Robert Manrique, a quien la maldita bomba colocada por ETA en el Hipercor de Barcelona el 19 de junio de 1987 le estalló bajo los pies, hizo ayer el viaje definitivo de su vida como víctima. Se encontró cara a cara en la cárcel de Zaballa (Álava) con el jefe del comando que puso el artefacto, Rafael Caride Simón. Y valió la pena, según las propias palabras de Manrique al salir de la cárcel.

Cumplió lo prometido. No estrechó la mano del animal etarra, porque una cosa es escuchar y hablar con quien ha intentado matarte y otra muy distinta es llevar una cita de esta naturaleza al terreno de la confraternización. Es como, en una primera cita, pretender el beso de una chica. Demasiado. El etarra no se merecía – ni nunca merecerá- un gesto humano de tamaño calado, por mucho que se arrepiente.

Roberto Manrique, que no ha recibido ninguna llamada de la clase política, – tampoco le hace falta-, ni de las “actuales” asociaciones de las víctimas terrorismo, tampoco lo necesita pues únicamente se dedican a esparcir la discordia al haberse convertido en “políticos” cuando sólo debería haber espacio en ese terreno para la humanidad, no iba sólo. Llevaba el mensaje de un puñado de víctimas, tantas como las 46 que sufrieron las devastadoras e irracionales consecuencias de aquel 19 de junio de 1987 (21 muertos y 45 heridos). Tantas como las más de 600 víctimas directas o indirectas que residen en Catalunya. Tantas como las miles que se distribuyen a lo largo del territorio nacional.

Al salir de la cárcel, un lugar que nunca deberían abandonar los etarras, Manrique dijo estar “tocado”. No era para menos. Pero a Robert le bastó las innumerables veces que Caride le expresó su “profundo malestar, sentir y arrepentimiento” por lo que hizo.

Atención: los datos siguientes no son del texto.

PR #1227, opened 2026-09-15
Make MockStore.WatchIndex replay from a revision like etcd

phinze:
The appmetrics target discovery test failed on an unrelated PR with its middle `Eventually` timing out at 1s. It looked like a timing flake, but no timeout would have saved it. `indexwatch.Watcher` lists at revision R and then opens `WatchIndex` from R+1, trusting the store to replay whatever landed in between. `MockStore` recorded that `fromRev` and ignored it, so when the test's write beat the watcher's registration, the event was gone for good. A 50ms delay in the mock's registration path reproduces the CI failure exactly.

The mock already documented this gap and told tests to call `WaitForIndexWatcher` first. This PR closes it instead: `MockStore` now keeps an etcd-style store-wide revision and an ordered log of index events, and `WatchIndex` replays from `fromRev` and registers the live channel under one lock. That also means events carry real `CreateRevision`/`ModRevision`, so the entity server's create-vs-modify classification is finally honest on the mock (it used to report every put as a create).

The visible change for other tests is the revision scheme: entities are stamped with the global revision rather than counting from 1 per entity, matching etcd. Nothing in the suite depended on the old numbers. Two new store conformance cases pin the replay and classification contracts against both backends, and the build saga cancel test drops its now-redundant `WaitForIndexWatcher` guard.

Closes MIR-1863


pkg/entity/mock.go
```diff
@@ -82,12 +112,18 @@ func (m *MockStore) GetEntityAtRevision(ctx context.Context, id Id, rev int64) (
...
-// AddEntity is a thread-safe helper to directly add an entity to the mock store
+// AddEntity is a thread-safe helper to directly add an entity to the mock store.
+// It is fixture setup rather than a write: no revision is assigned and no watch
+// event is produced. A fixture that carries its own revision moves the store
+// head up to it so a watch resumed from that head starts past the fixture.
 func (m *MockStore) AddEntity(id Id, entity *Entity) {
 	m.mu.Lock()
 	defer m.mu.Unlock()
 	entity.Fixup()
 	m.Entities[id] = entity
```
evanphx, line 123: :robot: `AddEntity` makes these index entries visible in the initial snapshot but does not seed `indexEntryCreated`. When a fixture-backed entity is later updated, `commitLocked` treats every existing index entry as newly created (`CreateRevision == ModRevision`), so the entity server emits Create rather than Update—the classification this PR intends to fix. Please consider seeding the current index entries here, or deriving existing membership from `prevEntity`, and adding a fixture-then-update regression test. This is non-blocking since it is limited to mock fixture behavior.

evanphx (approved):
The revision replay mechanism and lock ordering correctly close the list/watch gap, and the conformance coverage exercises the production contract against both backends. `AddEntity` leaves one mock-only classification edge case, noted inline, but that is non-blocking for this test-infrastructure fix. Approve.

— e + :robot:

pkg/entity/mock.go
phinze: 🤖 Good catch, that was a real hole. Fixed in `526f3ad9`: `AddEntity` now records the fixture's index entries at its own revision (and `RemoveEntity` drops them), so the first write against a fixture reads as a modify. Went with seeding rather than deriving from `prevEntity` so the classification has one source of truth. `TestMockStoreFixtureUpdateReadsAsModify` pins the fixture-then-update path; I checked it fails without the seed.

Si lo dice Robert, que de psicología humana entiende mucho, y eso que no ha estudiado, yo también lo creo. Creo que el arrepentimiento de Caride es sincero. Ello, sin embargo, no le debe otorgar ningún beneficio ni perdón de nadie, ni de Dios, en el que el etarra dice no creer, ni del Diablo… que lo engendró.

“He visto a un hombre roto, destrozado. En algunos momentos no podía mirarme a la cara, y era cuando se refería a Hipercor. Pero en las frases claves relacionadas con el arrepentimiento y el lamento, entonces sí, entonces me ha mirado a la cara sin pestañear. Y he visto a un hombre sincero”, explicó Robert.

Como quiera que Robert es así, – inagotable y agotador (dicho cariñosamente)-,, ya ha dicho que volvería a acudir a la cárcel las veces que haga falta, a acompañar a otras víctimas, a las que ha invitado a estar cara a cara con los terroristas, porque a él, el encuentro le ha sido beneficioso.

De hecho, la hermana de Gregorio Ordoñez, asesinado por ETA, ya ha pedido entrevistarse con el etarra

La cuestión es abrir la fractura más honda posible en el seno no sólo del colectivo de presos etarras sino en la propia organización criminal pues sigo sin creer en el abandono definitivo de las armas que han proclamado, como si lo hubiera hecho la serpiente.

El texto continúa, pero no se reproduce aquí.